If you are concerned about eating enough protein, don’t bother with massive portions of meat. Your body can only utilize about 25 grams at a time. Anything extra is simply stored as fat. A better approach is to include a small amount of a protein containing food with each meal and snack. Think a scoop of almond butter with your apple, a few ounces of chicken (or chickpeas!) on your salad, tempeh in your stir-fry, or hummus on a brown rice cake. Not only will this step keep you full until your next meal, but it will also help keep you from mindlessly munching on junk food, like chips and cookies. If you’re considering a protein supplement, there are plenty of vegan options. My favorites are Vega Sport, Phood, Sun Warrior, and Manitoba Harvest hemp protein.

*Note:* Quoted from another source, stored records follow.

PR #507, opened 2026-05-24
 Feat: Add filtering support for OTel trace replay across all data sources

lenadankin:
Add filtering support for OTel trace replay across all data sources
  
  Introduces a unified `filter` config field that applies a user-defined lambda expression to filter trace records before replay. To support this uniformly, local file traces (directory and
  file list sources) are now normalized to the HuggingFace dataset schema immediately after loading, so all three sources (directory, files, HF dataset) converge to a single Dataset object
  before filtering is applied via `dataset.filter()`.

  The normalization (`_normalize_file_trace`) derives `session_id`, `source_id`, `models`, `max_tokens`, and `total_tokens` from span attributes, making local traces structurally equivalent to HF
  records.

### DIFF
--- a/inference_perf/datagen/otel_trace_replay_datagen.py
+++ b/inference_perf/datagen/otel_trace_replay_datagen.py
@@ -62,8 +62,8 @@ import logging
 import random
 from multiprocessing.managers import SyncManager
 from pathlib import Path
-from typing import Any, Dict, List, Optional, Union
-from datasets import load_dataset
+from typing import Any, Callable, Dict, List, Optional, Union, cast
+from datasets import load_dataset, Dataset
 from inference_perf.config import APIConfig, DataConfig
 from inference_perf.datagen.replay_graph_session_datagen import (
     ReplaySession,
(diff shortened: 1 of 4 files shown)


lenadankin:
rebased

inference_perf/datagen/otel_trace_replay_datagen.py
```diff
@@ -124,77 +124,145 @@ def resolve_trace_files(trace_files: List[str]) -> List[Path]:
...
-        raise ValueError(
-            f"Dataset '{dataset_path}' is missing the critical 'spans' field. This field is required for OTel trace replay."
+    logger.info(f"Schema validation passed for dataset '{dataset_path}'")
+
+
+def _normalize_file_trace(data: Dict[str, Any], source_name: str, source_path: str) -> Dict[str, Any]:
+    """Normalize a local OTel JSON trace to align with the HF dataset schema.
+
+    Local files have:  trace_id, span_count, collected_at, spans
+    HF records have:   harness, benchmark, models, session_id, source_id, max_tokens, total_tokens, spans
```
achandrasekar, line 150: Normalizing the schema makes sense. Any reason for this difference in schema though? Trying to understand why we went with a different format for HF?

inference_perf/datagen/otel_trace_replay_datagen.py
```diff
@@ -124,77 +124,145 @@ def resolve_trace_files(trace_files: List[str]) -> List[Path]:
...
+
+    Security Note:
+        This uses eval() on user-provided input. This is acceptable for a local benchmarking tool
+        where the operator controls the configuration, but the filter expression should be treated
+        as trusted input only. Do not expose this to untrusted users.
+    """
+    if not filter_expr:
+        return None
+    try:
+        filter_func = eval(filter_expr)
```
achandrasekar: I get the note above. But can we change to `filter_func = eval(filter_expr, {"__builtins__": {}}, {})` at a minimum so we can restrict access to builtins? That way this will be more safe since we only need basic filters here.

inference_perf/datagen/otel_trace_replay_datagen.py
lenadankin: When generating the HF data, we added properties that will useful for filtering/analysis. For example, max_tokens is useful when running on models with small context window. These fields are not part of the generate OTEL schema, so we can imagine users replaying their traces without capturing this data (replay itself only uses the spans). If the user hasn't provided info on harness/models, there's nothing we can do about that. max_tokens and total_tokens can be calculated based on the data, so we do want to allow the user to filter their data based on these values, even if they were not provided explicitly in the data. Still, we add all columns that we have in the hf to have both sources aligned.

inference_perf/datagen/otel_trace_replay_datagen.py
lenadankin: Indeed, this is much safer implementation. Thank you for pointing that up. Pushed a fix.

inference_perf/datagen/otel_trace_replay_datagen.py
achandrasekar: Makes sense. Thanks for the clarification!

PR #602, opened 2026-07-07
[Testing] fix output_tokens assertion missed by #581's distribution change

Bslabe123:
## What

One-line test fix: `test_use_server_output_tokens_flag_switches_tpot_ntpot_divisor` still asserts the pre-#581 `{"total": 5.0}` shape for `successes.output_tokens`, but #581 gave the server-sourced token summaries a full per-request distribution. The assertion now expects that distribution (a single request, so every key collapses to the server count).

## Testing

Full unit suite passes locally with this change (429 passed).


Bslabe123:
Note for reviewers: this PR's own `format-check` will show the same failure, because the coverage baseline it runs is `origin/main` (the very thing being fixed) and `check_coverage_regression.py` hard-fails on a red baseline. It needs to be merged with that check red; every PR's format-check (including this one's, on re-run) goes green immediately after.

Bslabe123:
cc @lenadankin

PR #605, opened 2026-07-10
otel replay: sample corpus down to session demand before graph build

ruocco:
The otel_trace_replay datagen built every filtered trace into a ReplaySession (parsing spans, constructing the replay graph) and held the whole corpus in memory before the loadgen ever sliced it down with load.stages[].num_sessions. When a run only replays N sessions but the filter matches thousands, startup wastes minutes in the build loop and memory on sessions that will never be dispatched.

Add an optional max_sessions cap to OTelTraceReplayDataGenerator. When total session demand across stages is bounded, main.py computes the cap (sum of num_sessions) and the datagen samples the filtered Dataset down to that size via shuffle(seed=base_seed).select(...) BEFORE the build loop. The subset is a reproducible random slice; it differs from the existing post-build shuffle order but preserves "random reproducible subset" semantics.

The cap is disabled (full corpus built, as before) when duplication is requested, when any stage is unbounded (num_sessions=None), or for non-trace-session-replay load types. max_sessions defaults to None, so all other datagen call paths are unaffected.

### DIFF
--- a/inference_perf/datagen/otel_trace_replay_datagen.py
+++ b/inference_perf/datagen/otel_trace_replay_datagen.py
@@ -343,6 +343,7 @@ class OTelTraceReplayDataGenerator(ReplayGraphSessionGeneratorBase):
         mp_manager: Optional[SyncManager] = None,
         base_seed: Optional[int] = None,
         num_workers: int = 1,
+        max_sessions: Optional[int] = None,
     ) -> None:
         if not hasattr(config, "otel_trace_replay") or config.otel_trace_replay is None:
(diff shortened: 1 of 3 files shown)


lenadankin:
[This PR](https://github.com/kubernetes-sigs/inference-perf/pull/595) tackles a similar issue by building replay graphs only by demand. Once only the needed graphs are built, do you think the new `max_sessions` param is still needed?

ruocco:
Yes, it looks like your PR is a superset of my edit (also adding the purge at the and of a session).

Thank you!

- 1 lb Yukon gold potatoes, sliced into ½-inch rounds
- 1 cup dried mushrooms (I used porcinis)
- 3 tablespoons extra-virgin olive oil
- 8 ounces fresh cremini mushrooms, sliced
- 1 medium onion, diced
- ½ teaspoon sweet paprika
- 2 tablespoons whole wheat flour or spelt flour
- 1 bunch kale, stems removed, chopped
- 3 garlic cloves, minced
- ¼ cup dry white wine
- 1 tablespoon butter (preferably organic, grassfed)
- ⅓ cup full fat sour cream (ditto to above)
- Preheat oven to 400 degrees.
- In a medium bowl, toss potatoes with 2 tablespoons olive oil and season with salt and pepper. Place on a baking sheet in an even layer without overlapping. Roast for about 40 minutes until puffed and browned.
- Bring 2 cups of water to a boil in a small saucepan. Turn off heat and add mushrooms. Cover and let sit 12 minutes, until softened. Carefully remove mushrooms with a slotted spoon and set aside to cool. Pour 1½ cups of the liquid into a measuring cup and set aside. Once mushrooms are cool enough to handle, chop coarsely.
- Add 1 teaspoon oil to a large skillet on medium-high heat. Add mushrooms and saute until they have released and reabsorbed their liquid, about 5 minutes. Remove and place with the dried mushrooms.
- Add 2 teaspoons oil to the same skillet. Add onion and cook until tender, about 4 minutes. Add paprika and cook an additional 30 seconds until fragrant. Add flour, stir and cook about 1-2 minutes. Add kale and garlic and season with salt and pepper. Cook, tossing frequently, until wilted, about 2 minutes.
- Add mushrooms and reserved juices to the pan. Stir to combine. Add the wine and cook until evaporated, about 3 minutes. Add mushroom liquid and scrape up any bits stuck on the bottom of the pan. Reduce heat to low and cook 5-7 minutes until thickened.
- Turn off heat and whisk in butter. Once melted, whisk in sour cream. Season with salt and pepper. Serve over roasted potato rounds.